1 March 2019
We carried out this inspection under Section 60 of the Health and Social Care Act 2008 as part of our regulatory functions. This inspection was planned to check whether the provider is meeting the legal requirements and regulations associated with the Health and Social Care Act 2008, to look at the overall quality of the service, and to provide a rating for the service under the Care Act 2014.
This inspection took place on 12, 19 and 20 February 2019 and was announced.
We gave the service 24 hours’ notice of the inspection visit because it is small and the manager is often out of the office supporting staff. We needed to be sure that they would be in.
We visited the office location on 12 February 2019 to see the registered manager and reviewed the service’s systems and records. On day two and three of the inspection we made telephone calls to some relatives and staff.
The inspection was carried out by one inspector.
Before the inspection, we had received a completed Provider Information Return (PIR). The PIR asks the provider to give some key information about the service, what the service does well and improvements they plan to make. We reviewed the PIR and other information we held about the service as part of our inspection. This included the notifications we had received from the provider. Notifications are changes, events or incidents the provider is legally obliged to send CQC within required timescales.
During the inspection we spoke with the administrator and the registered manager. We reviewed a range of records about people’s care and how the service was managed. We looked at care records for six people, recruitment, training and induction records for six staff, staffing rosters, staff meeting minutes and quality assurance audits the registered manager had completed. After the site visit we telephoned and spoke with two people, four relatives and five support staff.
1 March 2019
This was an announced inspection carried out on 12, 19 and 20 February 2019. We gave 24 hours' notice of the inspection to ensure someone would be available at the office.

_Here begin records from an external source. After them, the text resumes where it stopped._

PR #121, opened 2022-10-04
JP-2938: Fix total frames computation in dark current

### LINKED ISSUE #120: Bug in comparison of science and dark ramp lengths in stcal/dark_current/dark_sub.py
Line 99 of https://github.com/spacetelescope/stcal/blob/main/src/stcal/dark_current/dark_sub.py is:

`sci_total_frames = sci_ngroups * (sci_nframes + sci_groupgap)`

but it should be

`sci_total_frames = sci_ngroups * sci_nframes + (sci_ngroups - 1) * sci_groupgap`

because there is one less gap than the number of groups.

This was discovered using NIRCam DEEP8 readout with sci_ngroups = 7. The dark reference file has 130 groups which is 2 frames more than the science data. However, the pipeline refused to attempt dark subtraction because the error above led to:
`Not enough data in dark reference file to match to science data.`

hbushouse:
Resolves [JP-2938](https://jira.stsci.edu/browse/JP-2938)

Closes #120 

This PR fixes a bug in the computation of the total number of data frames in science and dark ramps when nframes > 1 and/or groupgap > 0.

**Checklist**
- [ ] updated relevant tests
- [x] added relevant label(s)

### DIFF
--- a/CHANGES.rst
+++ b/CHANGES.rst
@@ -4,6 +4,12 @@
 Bug Fixes
 ---------
 
+dark_current
+~~~~~~~~~~~~
+
+- Bug fix for computation of the total number of frames when science data
+  use on-board frame averaging and/or group gaps. [#121]
+
 ramp_fitting
 ~~~~~~~~~~~~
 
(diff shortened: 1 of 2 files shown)


hbushouse:
@ddavis-stsci I'll leave it to Roman folks to decide whether this change warrants a full Roman regression test run.

ddavis-stsci (approved):
Looks good and the roman tests pass,
https://plwishmaster.stsci.edu:8081/me/my-views/view/all/job/RT/job/Roman-devdeps/144/

cshanahan1 (approved):

PR #124, opened 2022-11-14
RCAL-406: Array quantities For RomanCAL

PaulHuwe:
Resolves [RCAL-406](https://jira.stsci.edu/browse/RCAL-nnnn)

Closes https://github.com/spacetelescope/romancal/issues/582

This PR adds support for Quantities in models required for the RomanCAL pipeline. These changes have been tested against both JWST and Roman unit tests.

**Checklist**
- [ ] updated relevant tests
- [x] added relevant label(s)


PaulHuwe:
This passes all unit tests throughout the RomanCAL pipeline and the unit tests in jwst.

ddavis-stsci (approved):
LGTM

src/stcal/dark_current/dark_class.py
```diff
@@ -1,4 +1,5 @@
 import numpy as np
+from astropy import units as u
```
kmacdonald-stsci, line 2: Is this a standard import idiom for astropy units?  If not, using just 'u' may be too terse.

kmacdonald-stsci (approved):

src/stcal/dark_current/dark_class.py
PaulHuwe: It is: https://docs.astropy.org/en/stable/units/index.html

schlafly (approved):
Looks good to me.  One thing to think about: do we really want these comparisons to be type(x) == u.Quantity?  I usually use isinstance(x, u.Quantity) in these cases to catch subclasses (though I'm not sure if any such subclasses currently exist).  I could also doing something more duck-type-y along the lines of:
```
try:
    x.data = model.data.value
except AttributeError:
   x.data = model.data
```
which would be more flexible for things implementing quantity-like interfaces but could have unintended consequences.

Anyway, some thoughts, but looks good to me to merge.

PaulHuwe:
> Looks good to me. One thing to think about: do we really want these comparisons to be type(x) == u.Quantity? I usually use isinstance(x, u.Quantity) in these cases to catch subclasses (though I'm not sure if any such subclasses currently exist). I could also doing something more duck-type-y along the lines of:
> 
> ```
> try:
>     x.data = model.data.value
> except AttributeError:
>    x.data = model.data
> ```
> 
> which would be more flexible for things implementing quantity-like interfaces but could have unintended consequences.
> 
> Anyway, some thoughts, but looks good to me to merge.

I like this and I will implement the change.

PaulHuwe:
I suspect I lack merge permissions for STCAL - could someone merge this?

This was the first rated inspection of Clements Health Care since it moved location and was re-registered in 2017.
This service is a domiciliary care agency. It provides personal care to people living in their own houses and flats in the community. It provides a service to older adults and younger disabled adults. 20 people were using the service at the time of our inspection.
A registered manager was in place. A registered manager is a person who has registered with the Care Quality Commission to manage the service. Like registered providers, they are ‘registered persons’. Registered persons have legal responsibility for meeting the requirements in the Health and Social Care Act 2008 and associated Regulations about how the service is run.
People and relatives told us the service kept them safe. They trusted the workers who supported them. Risks to people were assessed and plans put in place to mitigate any assessed risk. Policies and procedures were in place to safeguard people from abuse. People's medicines were managed safely. The provider's recruitment process minimised the risk of unsuitable staff being employed.
There were sufficient staff employed and people received a reliable and consistent service. Staff were well-supported due to regular supervision, annual appraisals. A robust induction programme, which developed their understanding of people and their routines, was in place. Staff also received training to ensure they could support people safely and carry out their roles effectively.
People were supported to have maximum choice and control of their lives and staff supported them in the least restrictive way possible, the policies and systems in the service supported this practice. Staff had received training and had a good understanding of the Mental Capacity Act 2005 and Best Interest Decision Making, when people were unable to make decisions themselves.
Staff knew the people they were supporting well. Care plans were in place that provide some guidance about how people wished to be supported. People were involved in making decisions about their care. Staff had developed good relationships with people. They were caring in their approach and treated people with respect. Care was provided with patience and kindness. Staff upheld people's human rights and treated everyone with great respect and dignity.
Staff were aware of people's nutritional needs and made sure they were supported with eating and drinking where necessary. People's health needs were identified and staff worked with other health care professionals to ensure these were addressed.
People, their relatives and staff said the management team were supportive and approachable. Communication was effective, ensuring people, their relatives and other relevant agencies were kept up-to-date about any changes in people's care and support needs and the running of the service.
A complaints procedure was in place if people or their relatives needed to raise a complaint.
People, relatives and staff spoke well of the registered manager and they said the service had good leadership. There were effective systems to assess and monitor the quality of the service. These methods included feedback from people receiving care. Staff performance was subject to periodic spot checks.